The researchers even pushed for more funding to supplement the grant and support students, an indicator of drive that chair of the psychology department Michael Crognale said was rare and impressive.
Pablo, who is supported by the additional diversity grant that Haigh and Berryhill applied for, said that she’s excited for the opportunities Berryhill gives to her graduate students.
“Dr. Berryhill provides a lot of professional development opportunities,” Pablo said.
The impact of women in STEM
For the graduate students, and even for Haigh as an early-career researcher, having female mentors to look up to is important. They said that the field of cognitive neurosciences has a lack of gender diversity, more than in other fields of psychology.
“I’m a cognitive neuroscientist by training,” Berryhill said. “Even when I was in graduate school, there were precious few senior faculty members who were women.”
The field can benefit from a diversity in perspective. Haigh said that there are more males diagnosed with psychiatric conditions than females, and this is true for schizophrenia.
“There is some debate as to whether the symptoms themselves manifest differently or if they are more likely to manifest in a male than a female, or whether it’s just they look slightly different,” Haigh said. “If we shift a little bit, we can be a bit more gender-balanced in that sense so we can give everyone equal help rather than it be kind of looking through one specific lens. I think we can also help with that as well, hopefully.”

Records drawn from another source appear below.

PR #144, opened 2025-11-10
Add Safeguard Mechanism facilities to coal sector

### LINKED ISSUE #94: Use emissions reported under the Safeguard Mechanism (SGA)

aethr:
## Description

Resolves #94.

This PR adds a Safeguard facility locations data source, which acts as a pivot table between facilities in the Safeguard Mechanism Baselines and Emissions Table and other reference data sources which contain locations for the Safeguard facilities. This file has been created initially with a small subset of SGM coal mines which can be expanded later.

In the coal layer, first Safeguard facility emissions are spatialised by:
- filtering out Safeguard facilities which do not match the ANZSIC code(s)
- filtering out Safeguard facilities when the emissions were reported outside the prior period
- finding the lat/lon for remaining Safeguard facilities in the existing "coal-facilities" data source
- allocating Safeguard emissions onto the grid using the lat/lon from "coal-facilities"

Emissions from any eligible facility, even facilities outside the domain of interest, are then substracted from the sector inventory total to yield an "unallocated" sum of emissions. This remaining sum is allocated to the remaining facilities in "coal-facilities", scaled by their relative contribution. In periods outside the Safeguard reporting period, this yields behaviour identical to the previous implementation.

## Checklist

- [x] Tests added

### DIFF
--- a/src/openmethane_prior/sectors/coal/sector.py
+++ b/src/openmethane_prior/sectors/coal/sector.py
@@ -17,7 +17,6 @@
 #
 
 import numpy as np
-import pandas as pd
 import xarray as xr
 
 from openmethane_prior.data_sources.safeguard import (
@@ -25,7 +24,6 @@ from openmethane_prior.data_sources.safeguard import (
     safeguard_mechanism_data_source,
 )
 from openmethane_prior.lib import (
-    DataSource,
     logger,
     PriorSectorConfig,
     kg_to_period_cell_flux,


aethr:
I've spent some time correlating the Safeguard Mechanism coal sector facilities with the existing `coal-mining_emissions-sources.csv` (Climate TRACE) dataset. I've been able to correlate 63 of the 70 SGM facilities with locations in our current dataset.

Some analysis of how we distribute 2023 emissions:

```
inventory emissions:  888,420 tCH4
safeguard emissions:  637,184 tCH4 (63 facilities)
remaining inventory:  251,236 tCH4 (28%)
CT total:     2,638,842 tCH4 (93 facilities)
CT remaining: 574,862 tCH4 (22%) (28 facilities)
```

Assuming our inventory figures for 2023 and the SGM figures align (which we hope they should!), the SGM facilities with locations account for 72% of the entire sector by raw CH4, leaving 28% unallocated. The coal mines in our Climate Trace dataset which are not correlated with an SGM facility make up 22% of the total from that dataset. These ratios seem close enough to indicate we're on the right track.

From an absolute numbers perspective, the facilities being allocated from the Climate TRACE dataset total 575Mt, versus the remaining inventory of 251Mt, so these locations will have their emissions reduced overall, but by a factor of roughly 2 which is consistent with our expectations that Climate TRACE overestimates these facilities. Since we were already scaling these numbers down based on the inventory total, I don't expect this will cause a major difference in the result.

### Missing facilities

3 of the 7 SGM facilities which I could not locate in our existing dataset were opened on or after the 2022 cutoff in our existing dataset:
- Centurion Coal Mine: redeveloped in 2022
- Ironbark No. 1: opened in 2023
- Olive Downs Complex: opened in 2024

The remaining 4 simply seem to be missing from the data:
- Goonyella Broadmeadow Mine: Goonyella Riverside is in our dataset, but not Broadmeadow
- Integra Underground Mine: appears on CT map but missing from our dataset
- Norwich Park Mine: re-opened in 2020 as Saraji South Mine, missing from dataset
- Russell Vale Colliery: re-opened in 2021, missing from dataset

aethr:
> can filter_locations be handled more elegantly with the kwargs mechanism and a loop over keywords rather than individual testing?

That is definitely one way of doing it, but it's not much of an abstraction. If the data structure were to change, all the code that uses it would also have to be updated and I don't think Python's type system would be that much help. I'm not against the idea if you prefer it though, after all there is plenty of other code where the data structure is "baked in".

> also, does filter_locations change locations_df or just return a restricted view?

I actually don't know the answer, I assume Python is pass-by-reference so re-assigning the variable in the method just creates a new reference. But re-assigning a value to an argument is poor practice anyway, so I should fix that.

PR #152, opened 2025-11-27
Add Safeguard Mechanism facilities to oil & gas sector 

aethr:
## Description

Similar to #144, this adds a proof of concept for allocating Safeguard Mechanism facility emissions for facilities in the "Oil and gas extraction (070)" sector to the `oil_gas` prior sector.

This is more complicated than the coal implementation due to a number of factors:
- An oil and gas "facility" in the SGM sometimes refers to multiple discrete locations
- Some of these locations are large oil or gas fields which can span multiple grid cells
- There is no single data source with locations for all Safeguard facilities

Currently, this implements a single new data source which gives the shapes of oil and gas fields in Victoria, Australia, and allocates the SGM facility emissions to them continuously across the entire area.

### Allocation of facility emissions

Even if it was clear exactly which fields and facilities were counted under a single Safeguard facility, the single annual emission figure must be allocated among them, which is a complex problem. How much do fields emit vs facilities? How much is lost in transport? Do pipelines leak at the start and end, or across their length? Answers to these questions may differ from facility to facility.

## Checklist

- [ ] Tests added


aethr:
Superseded by #170 .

As a co-Principle Investigator of the Nevada ENDURE program, Berryhill said that she has noticed the importance of diversity.
“I see it so clearly that the more voices, the more kinds of voices that you have at the table, the better your science and the more you get out of your own pattern of familiarity and your own ways of thinking of things. That is helpful now as I’m getting older, intergenerationally, to hear younger perspectives. It’s helpful for diversity initiatives.”
Alfonso Torrens, on top of being a woman in STEM, is also a Cuban immigrant and has three children.
“It’s doable and it’s all with a passion,” Alfonso Torrens said. “If you love something enough it’s possible.”
All three of the graduate students are interested in pursuing careers in academia, giving them the opportunity to make psychology more diverse and better able to serve its patients in the future.